Does Itan require franchisees to hire an attorney to review the membership agreement?
Itan Franchise · 2025 FDDAnswer from 2025 FDD Document
4. MISCELLANEOUS.
- (a) If either party hires an attorney or files suit against the other party for breach of this Agreement, the losing party must reimburse the prevailing party for its reasonable attorneys' fees and costs.
- (b) This Agreement is governed by the laws of the state in which you reside and the courts in that state have exclusive jurisdiction over any legal proceedings arising out of this Agreement.
- (c) Any claim or defense you may have against us or against Franchisee, regardless of cause or origin, cannot be used as a defense against our enforcement of this Agreement.
- (d) Each section of this Agreement (and portion thereof) is severable. If any section (or portion thereof) is unenforceable, it shall not affect the enforceability of any other section (or portion thereof). A court may revise any provision of this Agreement to the extent necessary to make the provision enforceable.

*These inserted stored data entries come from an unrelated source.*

PR #3094, opened 2022-03-02
Docs: Add 'more' key for 'View Docs' value

alexfornuto:
## Summary

Proof-of-concept solution for https://github.com/pomerium/pomerium-console/issues/2375 - I add a key with an appropriate "View Docs" link. If the key is there, "View Docs" points to the value. If not, use existing logic.

This also allows us to link to docs other than the source material generating the tooltip, which improves the user experience by bringing them to relevant new information instead of the same content in a different place.

### To Do

- [x] Review/Agree on solution
- [x] ~Update Scripts to include new key when creating JSON~ Not required, import script includes all values.
- [ ] Update core deps

## Related issues

https://github.com/pomerium/pomerium-console/issues/2375

## Checklist

- [x] updated docs
- [ ] updated unit tests
- [ ] updated UPGRADING.md
- [x] ready for review

### DIFF
--- a/docs/enterprise/console-settings.yaml
+++ b/docs/enterprise/console-settings.yaml
@@ -44,12 +44,14 @@ settings:
             settings:
               - name: "Name"
                 doc: This value is only visible in the Console UI.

Source: Item 23 — RECEIPT (FDD pages 44–190)
What This Means (2025 FDD)
Based on the 2025 FDD, Itan does not explicitly require franchisees to hire an attorney to review the franchise agreement. However, the FDD does state that if either Itan or the franchisee hires an attorney or files suit against the other party for breach of the agreement, the losing party must reimburse the prevailing party for its reasonable attorneys' fees and costs. This suggests that while not mandatory, seeking legal counsel is an option available to both parties.

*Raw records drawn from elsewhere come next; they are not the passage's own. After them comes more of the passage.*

PR #6061, opened 2026-01-24
authenticate: add server-side PKCE support for authorization code flow

### LINKED ISSUE #5269: Feature request: support PKCE for OAuth authorization code flow

PKCE ("Proof Key for Code Exchange") is an optional part of the OAuth authorization code flow. While primarily intended for mobile apps and single-page web applications, it may also be used to enhance the security of traditional server-side web applications.

Let's add support for PKCE to Pomerium.

n/a

The draft "OAuth 2.0 Security Best Current Practice" document has this to say:

> For confidential clients, the use of PKCE [[RFC7636](https://www.rfc-editor.org/info/rfc7636)] is RECOMMENDED, as it provides strong protection against misuse and injection of authorization codes as described in [Section 4.5.3.1](https://datatracker.ietf.org/doc/html/draft-ietf-oauth-security-topics#pkce_as_injection_protection) and, as a side-effect, prevents CSRF even in the presence of strong attackers as described in [Section 4.7.1](https://datatracker.ietf.org/doc/html/draft-ietf-oauth-security-topics#csrf_countermeasures).

(from https://datatracker.ietf.org/doc/html/draft-ietf-oauth-security-topics#section-2.1.1-2.2)

**Additional context**

- The [x/oauth2](https://pkg.go.dev/golang.org/x/oauth2) library now supports PKCE (as of https://go-review.googlesource.com/c/oauth2/+/463979).
- IdP support for PKCE should be indicated by the [`code_challenge_methods_supported`](https://www.rfc-editor.org/rfc/rfc8414.html#:~:text=code_challenge_methods_supported%0A%20%20%20%20%20%20OPTIONAL.%20%20JSON,not%20support%20PKCE.) property of the /.well-known/openid-configuration discovery endpoint.
- [RFC 7636](https://www.rfc-editor.org/rfc/rfc7636) Proof Key for Code Exchange by OAuth Public Clients

desimone:
## Summary

- Implements server-side PKCE ([RFC 7636](https://www.rfc-editor.org/rfc/rfc7636), S256) for the OAuth authorization code flow, per [RFC 9700 (BCP 240)](https://www.rfc-editor.org/rfc/rfc9700) and [OAuth 2.1 draft](https://datatracker.ietf.org/doc/html/draft-ietf-oauth-v2-1) guidance
- Binds a per-request verifier to OAuth `state` via an encrypted per-state cookie
- Auto-enables PKCE when the IdP advertises `code_challenge_methods_supported: S256` via OIDC discovery; 
- OAuth-only providers are unaffected

## Test plan

- [x] `make test` passes (unit tests for cookie store, providers, context helpers)
- [x] `make lint` passes
- [ ] Manual verification: login flow works unchanged for providers without PKCE discovery (e.g., GitHub)

Resolves #5269
Resolves ENG-919


authenticate/pkce.go
```diff
@@ -0,0 +1,181 @@
...
+}
+
+// shouldUsePKCE reports whether the authenticator's IdP advertises S256 PKCE support.
+func shouldUsePKCE(authenticator identity.Authenticator) bool {
+	provider, ok := authenticator.(pkce.MethodsProvider)
+	if !ok {
+		return false
+	}
+	for _, m := range provider.PKCEMethods() {
+		if strings.EqualFold(m, "S256") {
```
kenjenkins: I think this can just be `m == "S256"` — unless I'm missing something I think there's no reason this should be case-insensitive.

kenjenkins: FYI this is specified in RFC 7636, section 6.2.1 (emphasis added):

>   Code Challenge Method Parameter Name:
>      The name requested (e.g., "example").  Because a core goal of this
>      specification is for the resulting representations to be compact,
>      it is RECOMMENDED that the name be short -- not to exceed 8
>      characters without a compelling reason to do so.  **This name is
>      case-sensitive.**  Names may not match other registered names in a
>      case-insensitive manner unless the Designated Expert(s) states
>      that there is a compelling reason to allow an exception in this
>      particular case.

https://datatracker.ietf.org/doc/html/rfc7636#section-6.2.1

While Itan doesn't mandate legal review, it's generally advisable for prospective franchisees to consult with an attorney before signing any franchise agreement. An attorney can help the franchisee understand the terms and conditions of the agreement, assess the risks and benefits of the franchise opportunity, and negotiate more favorable terms if possible. This is a common practice in franchising, as the franchise agreement is a legally binding document with significant financial and operational implications.
Given the complexity and long-term nature of franchise agreements, franchisees should consider the potential costs of not seeking legal advice upfront, which could include missing unfavorable terms or conditions. While the FDD does not require it, engaging an attorney could provide valuable protection and peace of mind for the franchisee.